[EXERCISE AIM]: Please state how many lines of the data contain "compiler". The number by itself is enough.

[[ MATERIAL TO PROCESS, beginning ]]

PR #1801, opened 2016-04-01
dependency-resolver: check if --compiler is valid

dorileo:
If the --compiler argument is not valid the ccode and flags tests will
fail and generate invalid Kconfig.gen and Makefile.gen - due resulting
for example on wrong BASE_OS.


vcgomes:
Looks good. :+1:

bdilly:
+1

dorileo:
applied, thanks.

PR #1802, opened 2016-04-03
Fbp webinspector v2

barbieri:
Changes since v1 (#1795):
 - changed mime type detection so ".css" is recognized as "text/css", libmagic won't get that as it will infer the content as "text/plain", rendering the stylesheet useless to browsers. @ceolin please check.
 - SSE messages reshuffled based on web-inspector.js needs
 - HTML, JS and CSS to showcase the structure of data, it works but it ugly as hell.
 - Makefile rules now can install data per-directory, no need to change Makefile.rules/Makefile.vars/Makefile.targets manually like done for JSONs and the likes. @dorileo please check.

I'm not planning to work on the HTML/JS/CSS anytime soon, so let's commit like that and let one of the designers implement their nice views. @gpaes can you check this part?


tools/build/Makefile.rules
```diff
@@ -132,6 +132,23 @@ parse-bin = \
 	$(eval $(1)-deps     := $(subst .mod,,$(bin-$(1)-y-deps))) \
 	$(eval bins-out      += $(bin-$(1)-out)) \
 
+define install-resource
+$(2): $(1)
+	$(Q)echo "    "INST"   "$(1)
+	$(Q)$(MKDIR) -p $(dir $(2))
+	$(Q)$(CP) $(1) $(2)
+endef
```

[[ MATERIAL TO PROCESS, end ]]

[ANSWER TO THIS TASK]: 2